== Exercise aim ==
Show all lines containing "resources" from the data below.

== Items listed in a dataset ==
>>

PR #196, opened 2025-08-07
Add minimal documentation for plugin images

marquiz:

PR #197, opened 2025-08-07
deployment: add minimal kustomize overlays for deploying plugins

marquiz:


kustomize/device-injector/daemonset.yaml
```diff
@@ -0,0 +1,24 @@
+apiVersion: apps/v1
+kind: DaemonSet
+metadata:
+  name: nri-plugin-device-injector
+spec:
+  template:
+    spec:
+      containers:
+        - name: plugin
+          image: "ghcr.io/containerd/nri/plugins/device-injector:unstable"
```
klihub, line 10:
```suggestion
          image: logger-image
```

kustomize/device-injector/kustomization.yaml
```diff
@@ -0,0 +1,12 @@
+apiVersion: kustomize.config.k8s.io/v1beta1
+kind: Kustomization
+
+namespace: kube-system
+
+resources:
+- daemonset.yaml
+
```
klihub:
```suggestion

images:
- name: "ghcr.io/containerd/nri/plugins/device-injector"
#  newName: "ghcr.io/containerd/nri/plugins/device-injector"
#  newTag: "latest"

```

klihub: @marquiz I'd suggest a placeholder like this (and similar ones for the other plugins) to help those not that familiar with kustomize easily change the image tag.

klihub: And I think it would be a good idea to set some small but reasonable CPU and memory requests among the daemonset resources.

kustomize/device-injector/daemonset.yaml
```diff
@@ -0,0 +1,24 @@
...
+          imagePullPolicy: Always
+          args:
+            - "-idx"
+            - "10"
+            - "-name"
+            - "device-injector"
```
klihub: I think this could be now left out, since you set it in the environment of the image.

marquiz: I must be left out. Otherwise the plugin refuses to start

kustomize/v010-adapter/daemonset.yaml
```diff
@@ -0,0 +1,24 @@
...
+          args:
+            - "-idx"
+            - "99"
+            - "-name"
+            - "v010-adapter"
+          volumeMounts:
+            - name: nri-socket
+              mountPath: /var/run/nri/nri.sock
+      volumes:
+      - name: nri-socket
```
klihub, line 21: This would also require additional bits from the host for the original hookesque v0.1.0 NRI interface to work. Those would be by default the config file `/etc/nri/conf.json` and the old plugin binary directory `/opt/nri/bin`.

kustomize/device-injector/daemonset.yaml
klihub:
```suggestion
```

kustomize/hook-injector/daemonset.yaml
```diff
@@ -0,0 +1,45 @@
...
+    spec:
+      containers:
+        - name: plugin
+          image: "ghcr.io/containerd/nri/plugins/hook-injector:unstable"
+          imagePullPolicy: Always
+          args:
+            - "-idx"
+            - "10"
+            - "-name"
+            - "hook-injector"
```
klihub:
```suggestion
```

kustomize/logger/daemonset.yaml
```diff
@@ -0,0 +1,24 @@
...
+    spec:
+      containers:
+        - name: plugin
+          image: "ghcr.io/containerd/nri/plugins/logger:unstable"
+          imagePullPolicy: Always
+          args:
+            - "-idx"
+            - "10"
+            - "-name"
+            - "logger"
```
klihub:
```suggestion
```

kustomize/network-device-injector/daemonset.yaml
```diff
@@ -0,0 +1,24 @@
...
+    spec:
+      containers:
+        - name: plugin
+          image: "ghcr.io/containerd/nri/plugins/network-device-injector:unstable"
+          imagePullPolicy: Always
+          args:
+            - "-idx"
+            - "10"
+            - "-name"
+            - "network-device-injector"
```
klihub:
```suggestion
```

kustomize/network-logger/daemonset.yaml
```diff
@@ -0,0 +1,24 @@
...
+    spec:
+      containers:
+        - name: plugin
+          image: "ghcr.io/containerd/nri/plugins/network-logger:unstable"
+          imagePullPolicy: Always
+          args:
+            - "-idx"
+            - "10"
+            - "-network-logger"
+            - "network-logger"
```
klihub:
```suggestion
```

kustomize/template/daemonset.yaml
```diff
@@ -0,0 +1,24 @@
...
+    spec:
+      containers:
+        - name: plugin
+          image: "ghcr.io/containerd/nri/plugins/template:unstable"
+          imagePullPolicy: Always
+          args:
+            - "-idx"
+            - "99"
+            - "-name"
+            - "template"
```
klihub:
```suggestion
```

kustomize/ulimit-adjuster/daemonset.yaml
```diff
@@ -0,0 +1,24 @@
...
+    spec:
+      containers:
+        - name: plugin
+          image: "ghcr.io/containerd/nri/plugins/ulimit-adjuster:unstable"
+          imagePullPolicy: Always
+          args:
+            - "-idx"
+            - "99"
+            - "-name"
+            - "ulimit-adjuster"
```
klihub:
```suggestion
```

kustomize/v010-adapter/daemonset.yaml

<<

== The completed task ==
+resources:
klihub: And I think it would be a good idea to set some small but reasonable CPU and memory requests among the daemonset resources.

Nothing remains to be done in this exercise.